In the entries that follow, copy exactly each line from the first through the line with "After the switch".

================

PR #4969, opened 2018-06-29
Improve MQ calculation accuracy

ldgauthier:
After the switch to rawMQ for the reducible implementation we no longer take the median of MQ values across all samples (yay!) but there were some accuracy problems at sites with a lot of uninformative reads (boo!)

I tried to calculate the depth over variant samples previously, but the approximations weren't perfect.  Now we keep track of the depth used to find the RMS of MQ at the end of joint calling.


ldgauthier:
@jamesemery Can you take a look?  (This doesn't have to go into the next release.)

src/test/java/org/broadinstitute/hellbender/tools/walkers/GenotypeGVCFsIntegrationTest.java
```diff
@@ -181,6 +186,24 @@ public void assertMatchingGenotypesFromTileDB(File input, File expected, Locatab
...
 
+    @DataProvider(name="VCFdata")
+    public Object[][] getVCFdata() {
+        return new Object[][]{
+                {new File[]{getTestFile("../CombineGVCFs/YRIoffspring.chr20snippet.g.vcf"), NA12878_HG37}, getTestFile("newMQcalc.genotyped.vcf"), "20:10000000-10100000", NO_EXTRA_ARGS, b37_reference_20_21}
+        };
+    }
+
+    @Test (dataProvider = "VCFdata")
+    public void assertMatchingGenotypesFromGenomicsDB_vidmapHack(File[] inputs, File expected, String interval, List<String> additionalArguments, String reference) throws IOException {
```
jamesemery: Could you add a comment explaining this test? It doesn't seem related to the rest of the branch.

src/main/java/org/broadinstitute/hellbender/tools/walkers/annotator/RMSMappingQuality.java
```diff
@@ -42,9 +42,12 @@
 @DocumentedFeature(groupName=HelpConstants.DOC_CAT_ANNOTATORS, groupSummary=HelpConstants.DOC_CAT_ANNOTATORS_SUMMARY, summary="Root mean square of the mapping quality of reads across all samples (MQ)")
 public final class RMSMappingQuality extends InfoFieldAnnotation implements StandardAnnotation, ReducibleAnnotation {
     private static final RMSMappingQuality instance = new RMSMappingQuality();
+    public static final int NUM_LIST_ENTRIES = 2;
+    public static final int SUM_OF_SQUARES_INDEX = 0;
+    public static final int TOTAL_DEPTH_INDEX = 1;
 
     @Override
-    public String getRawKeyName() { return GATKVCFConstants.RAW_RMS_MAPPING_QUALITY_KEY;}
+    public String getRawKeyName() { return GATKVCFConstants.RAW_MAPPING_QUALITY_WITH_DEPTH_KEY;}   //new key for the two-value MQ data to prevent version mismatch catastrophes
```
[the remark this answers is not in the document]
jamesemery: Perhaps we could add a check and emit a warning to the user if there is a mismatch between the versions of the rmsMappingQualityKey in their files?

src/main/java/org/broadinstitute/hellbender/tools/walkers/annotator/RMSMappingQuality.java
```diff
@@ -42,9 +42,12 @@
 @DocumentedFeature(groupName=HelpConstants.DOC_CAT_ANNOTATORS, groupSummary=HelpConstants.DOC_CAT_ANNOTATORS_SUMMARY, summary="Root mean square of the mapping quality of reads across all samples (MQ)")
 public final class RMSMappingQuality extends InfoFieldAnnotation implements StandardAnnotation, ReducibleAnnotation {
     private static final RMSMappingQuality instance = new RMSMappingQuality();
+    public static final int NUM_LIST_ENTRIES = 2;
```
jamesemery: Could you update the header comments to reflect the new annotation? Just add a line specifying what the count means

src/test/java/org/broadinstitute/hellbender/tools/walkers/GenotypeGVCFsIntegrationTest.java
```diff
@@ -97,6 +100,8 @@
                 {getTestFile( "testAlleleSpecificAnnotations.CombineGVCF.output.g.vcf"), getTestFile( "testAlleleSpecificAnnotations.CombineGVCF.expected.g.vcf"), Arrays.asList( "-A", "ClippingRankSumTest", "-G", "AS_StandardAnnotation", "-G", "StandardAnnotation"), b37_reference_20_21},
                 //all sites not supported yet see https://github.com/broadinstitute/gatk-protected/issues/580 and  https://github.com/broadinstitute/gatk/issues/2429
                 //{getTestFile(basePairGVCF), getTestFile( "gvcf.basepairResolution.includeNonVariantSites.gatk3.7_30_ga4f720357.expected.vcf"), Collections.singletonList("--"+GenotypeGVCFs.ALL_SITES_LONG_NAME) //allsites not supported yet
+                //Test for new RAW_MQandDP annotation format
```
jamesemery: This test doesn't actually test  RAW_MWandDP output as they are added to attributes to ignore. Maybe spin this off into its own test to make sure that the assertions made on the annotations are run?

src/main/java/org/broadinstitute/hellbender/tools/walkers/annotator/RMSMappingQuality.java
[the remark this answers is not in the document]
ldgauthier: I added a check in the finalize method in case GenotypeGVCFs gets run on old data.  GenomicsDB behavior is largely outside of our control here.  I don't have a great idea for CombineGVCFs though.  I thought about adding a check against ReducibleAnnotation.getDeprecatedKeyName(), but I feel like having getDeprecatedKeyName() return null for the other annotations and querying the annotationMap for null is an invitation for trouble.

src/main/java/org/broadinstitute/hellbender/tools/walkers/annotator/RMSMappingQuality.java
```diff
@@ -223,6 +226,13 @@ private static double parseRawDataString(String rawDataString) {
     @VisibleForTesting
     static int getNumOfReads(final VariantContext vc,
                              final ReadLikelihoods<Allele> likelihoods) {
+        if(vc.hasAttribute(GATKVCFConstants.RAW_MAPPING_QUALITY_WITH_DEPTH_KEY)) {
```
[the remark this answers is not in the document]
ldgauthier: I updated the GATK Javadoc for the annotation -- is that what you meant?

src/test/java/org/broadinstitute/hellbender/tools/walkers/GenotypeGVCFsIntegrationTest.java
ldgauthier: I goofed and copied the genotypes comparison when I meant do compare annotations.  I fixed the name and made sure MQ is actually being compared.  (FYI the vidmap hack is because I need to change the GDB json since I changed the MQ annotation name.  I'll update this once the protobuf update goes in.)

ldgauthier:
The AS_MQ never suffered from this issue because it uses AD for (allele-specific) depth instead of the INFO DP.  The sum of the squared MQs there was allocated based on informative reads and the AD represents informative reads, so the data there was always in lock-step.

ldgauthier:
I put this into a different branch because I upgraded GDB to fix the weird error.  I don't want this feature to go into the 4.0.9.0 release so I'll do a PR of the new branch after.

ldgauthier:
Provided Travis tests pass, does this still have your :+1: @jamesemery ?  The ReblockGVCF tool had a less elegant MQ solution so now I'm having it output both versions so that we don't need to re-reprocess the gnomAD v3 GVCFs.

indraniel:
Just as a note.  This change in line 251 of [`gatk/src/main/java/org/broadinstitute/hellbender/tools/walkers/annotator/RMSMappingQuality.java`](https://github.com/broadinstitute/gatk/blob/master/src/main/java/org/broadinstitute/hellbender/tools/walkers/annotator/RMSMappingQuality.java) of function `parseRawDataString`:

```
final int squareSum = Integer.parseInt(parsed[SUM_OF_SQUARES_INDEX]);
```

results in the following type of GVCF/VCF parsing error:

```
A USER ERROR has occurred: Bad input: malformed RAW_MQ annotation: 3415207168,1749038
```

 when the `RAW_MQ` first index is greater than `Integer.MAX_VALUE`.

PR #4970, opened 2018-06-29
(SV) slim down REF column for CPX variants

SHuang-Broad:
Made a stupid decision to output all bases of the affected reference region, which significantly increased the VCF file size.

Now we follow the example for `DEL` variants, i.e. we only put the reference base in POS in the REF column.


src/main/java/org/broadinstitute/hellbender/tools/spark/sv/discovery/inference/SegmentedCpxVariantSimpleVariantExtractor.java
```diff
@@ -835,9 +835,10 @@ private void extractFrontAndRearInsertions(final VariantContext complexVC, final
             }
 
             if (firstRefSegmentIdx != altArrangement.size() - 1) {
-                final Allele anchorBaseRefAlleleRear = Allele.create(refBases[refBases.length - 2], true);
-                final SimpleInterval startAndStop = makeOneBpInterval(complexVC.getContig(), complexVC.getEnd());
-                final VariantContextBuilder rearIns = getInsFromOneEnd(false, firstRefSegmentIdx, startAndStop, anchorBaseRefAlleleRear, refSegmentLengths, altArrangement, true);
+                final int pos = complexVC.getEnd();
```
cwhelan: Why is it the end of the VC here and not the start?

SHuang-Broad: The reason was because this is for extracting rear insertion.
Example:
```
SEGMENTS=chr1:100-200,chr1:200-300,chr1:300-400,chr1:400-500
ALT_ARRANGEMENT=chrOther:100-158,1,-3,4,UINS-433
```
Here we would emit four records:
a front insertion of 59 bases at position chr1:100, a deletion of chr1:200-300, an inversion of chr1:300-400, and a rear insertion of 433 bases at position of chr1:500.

================

### Answer to the exercise
PR #4969, opened 2018-06-29
Improve MQ calculation accuracy

ldgauthier:
After the switch to rawMQ for the reducible implementation we no longer take the median of MQ values across all samples (yay!) but there were some accuracy problems at sites with a lot of uninformative reads (boo!)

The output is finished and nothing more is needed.